The 2005–06 Ottawa Senators season was the 14th season of the Ottawa Senators of the National Hockey League (NHL). After one of their franchise-best regular seasons, finishing with 113 points, the Senators made it to the Eastern Conference Semifinals, in which the Buffalo Sabres eliminated Ottawa in five games.

Off-season
Changes occurred to the Senators roster before the season. First, Ottawa acquired the playoff-experienced goaltender Dominik Hasek for his Stanley Cup experience. Second, a blockbuster trade on August 23, 2005 involved Marian Hossa and Greg de Vries being sent to the Atlanta Thrashers for Dany Heatley. The trade occurred on the day that Hossa had signed a new contract. The value of Hossa's contract was beyond what General Manager John Muckler felt that Hossa was worth and so he was dealt away. Marian had led the Senators in scoring.

Regular season
Dany Heatley, together with Daniel Alfredsson and Jason Spezza, formed one of the NHL's top offensive lines, dubbed the "CASH line" by fans in a contest held by the Ottawa Citizen. The name is made from the initials of Captain Alfredsson, Spezza, and Heatley. Cash Line won out over finalists 'Dash Line' and 'Dazzle Line,' which Spezza reputedly despised and wanted to veto. Another nickname the line picked up was the "Pizza Line", used by the Ottawa Sun, a rival to the Citizen. However, during the press conference to introduce the teams for the 2007 Stanley Cup Final, Heatley went on record to say he likes the "CASH line" name.

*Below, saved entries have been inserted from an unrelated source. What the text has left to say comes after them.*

PR #94, opened 2021-05-13
added STDR wrap-around

richardyz98:
Hi Matt, here's what I have for the STDR wrap-around currently. It's not thoroughly documented, so I'll work on that.

### DIFF
--- a/cassiopeia/solver/STDRSolver.py
+++ b/cassiopeia/solver/STDRSolver.py
@@ -1,0 +1,35 @@
+from typing import Callable
+import dendropy
+import numpy as np
+import ete3
+import spectraltree
+from typing import Callable
+
+from cassiopeia.data import CassiopeiaTree
+from cassiopeia.data import utilities as data_utilities
+from cassiopeia.solver import CassiopeiaSolver
+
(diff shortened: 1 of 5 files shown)


cassiopeia/solver/STDRSolver.py
```diff
@@ -0,0 +1,35 @@
...
+
+        stdr_nj = spectraltree.STDR(spectraltree.NeighborJoining, self.similarity_function)   
+
+        tree_stdr_nj = stdr_nj(character_matrix.values, 
+                taxa_metadata= metadata, 
+                threshold = 64,
+                min_split = 1,
+                merge_method = "least_square", 
+                verbose=False)
+        tree = data_utilities.ete3_to_networkx(ete3.Tree(tree_stdr_nj.as_string(schema="newick")))
```
richardyz98, line 34: The reason that I'm using ete3 here instead of inputting the string directly into `populate_tree` is because the formatting is off. Right now, `populate_tree` and `newick_to_network` both assume a specific newick format, specifically those with internal nodes in the newick string. Should I add an argument to `newick_to_network`, `populate_tree`, and the `init` of CassiopeiaTree allowing for the user to specify the newick format?

PR #95, opened 2021-05-20
General bd simulator

richardyz98:
Hi Matt,
This is the PR for the use of the generator in the solver, as well as some clerical fixes.

I added one similarity function with tests. Also, in the NeighborJoiningSolver, we were keeping the root node around after the fact and keeping it in the character matrix as a sample. This potentially throws off downstream stuff so I changed it so the root node no longer persists in the character matrix of the reconstructed tree.

Let me know if you have any questions,
Richard


cassiopeia/solver/SharedMutationJoiningSolver.py
```diff
@@ -84,6 +93,9 @@ def solve(self, cassiopeia_tree: CassiopeiaTree) -> None:
         Args:
             cassiopeia_tree: CassiopeiaTree object to be populated
         """
+
+        names = solver_utilities.node_name_generator()
```
mattjones315, line 97: ditto re: informative name for node name generator

cassiopeia/solver/solver_utilities.py
```diff
@@ -18,6 +18,14 @@ class PriorTransformationError(Exception):
...
 
 
+def node_name_generator() -> Generator[str, None, None]:
+    """Generates unique node names for building the reconstructed tree."""
+    i = 0
+    while True:
+        yield "cassiopeia_internal_node_" + str(i)
+        i += 1
+
+
```
mattjones315, line 28: Some questions on behavior -- 

(1) Every time you call this function does this create a _new_ generator? As in there won't be contamination between generators being used in separate functions right?

(2) What else do you do to ensure that you aren't creating duplicate nodes in the CassiopeiaTree? For example, let's consider a pathological example where a character matrix entries starting with `cassiopeia_internal_node` -- how do we handle this? Is there a more unique identifier that we can use? One possibility is to hash the timestamp and use this as the identifier before the unique integer. Thoughts?

mattjones315 (changes requested):
This is looking nice Richard!

I've left a few comments here -- mostly around the readability of the code. I'm also concerned with guaranteeing that the node names returned by the generator are unique. Can you take a look at my suggestion and see if it make sense?

Finally, I highly suggest that you organize your engineering efforts a bit better. This PR is from the `general_bd_simulator` branch but it has nothing to do with the simulator. Please create new branches for new ideas / work so it's easier to review, organize, and track over time.

Thanks!

cassiopeia/data/CassiopeiaTree.py
```diff
@@ -189,6 +189,10 @@ def __check_network_initialized(self) -> None:
     def set_character_matrix(self, character_matrix: pd.DataFrame):
         """Initializes a character matrix in the object."""
 
+        if not all(type(i) == str for i in character_matrix.index):
```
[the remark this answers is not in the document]
richardyz98: I think it wouldn't work, as it seems the default dtype for a pandas index is `object`

mattjones315 (approved):
All of this looks great! Let's merge it in.

PR #96, opened 2021-05-25
Fix DistanceSolver adding non-unique node names

Lioscro:
I noticed the `solve` method of `DistanceSolver` was using the number of nodes in the current tree as the name of the new node that will be added (the node that connects the two cherries). Initially, the tree is initialized from the nodes in the dissimilarity matrix, which only defines the leaf nodes. The leaf node names in this matrix are not ordered. For example, the following leaves may be present in the dissimilarity matrix: `1`, `3`, `30`, `4`. These nodes are then added into the initial tree. Then, using the number of nodes in the tree (which is 4) as the name of the new node will cause problems. Namely, new edges will be added with leaf `4` as one vertex, instead of a new parent node. Also, this causes duplicate entries in the dissimilarity matrix. This PR updates the new node naming scheme to prefix all new nodes with an underscore to prevent such collisions.

Also, slight improvements to `UPGMASolver` and `NeighborJoiningSolver` and an update in `CassiopeiaTree.collapse_unifurcations` so that the iterator doesn't change during iteration.

### DIFF
--- a/cassiopeia/data/CassiopeiaTree.py
+++ b/cassiopeia/data/CassiopeiaTree.py
@@ -6,8 +6,8 @@ clonal population (though this is not required). Other important data is also
 stored here, like the priors for given character states as well any meta data
 associated with this clonal  population.
 
-When a solver has been called on this object, a tree will be added to the data 
-structure at which point basic properties can be queried like the average tree 
+When a solver has been called on this object, a tree will be added to the data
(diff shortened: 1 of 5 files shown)


Lioscro:
Looks like this is somewhat duplicated to changes made in #95. This PR should be rebased with that once merged.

The Senators team sent nine players to the 2006 Winter Olympics as part of the NHL's commitment. Daniel Alfredsson, Zdeno Chara, Martin Havlat, Dany Heatley, Andrej Meszaros, Wade Redden, Christoph Schubert and Anton Volchenkov all played for their respective country's national teams, while Jason Spezza was named a substitute for Canada. The experience, however, was poor for the Senators: Dominik Hasek was having an impressive season prior to Olympic play, but the team lost him to a hamstring injury he suffered while playing for the Czech Republic. He would not play again for the Senators.

In addition to leading the NHL with most goals for (312, excluding shootout-winning goals), the Senators also led the NHL in shorthanded goals (25), scoring points (840) and shots on goal (2,811).

Highlights
The "CASH line" made a dramatic and historic debut, playing in the first game of the 2005–06 season on October 5, 2005, against the Toronto Maple Leafs in Toronto. In the pre-season, right winger Brandon Bochenski had been playing on the line as he had played with Spezza in the American Hockey League (AHL) during the 2004–05 NHL lockout. But with five minutes to go, with the Senators trailing, then Senators' Head Coach Bryan Murray replaced Bochenski with Daniel Alfredsson, who scored a game-tying goal with 62 seconds left. Heatley and Alfredsson would then go on to score the first shootout goals in NHL history to win the game that night. 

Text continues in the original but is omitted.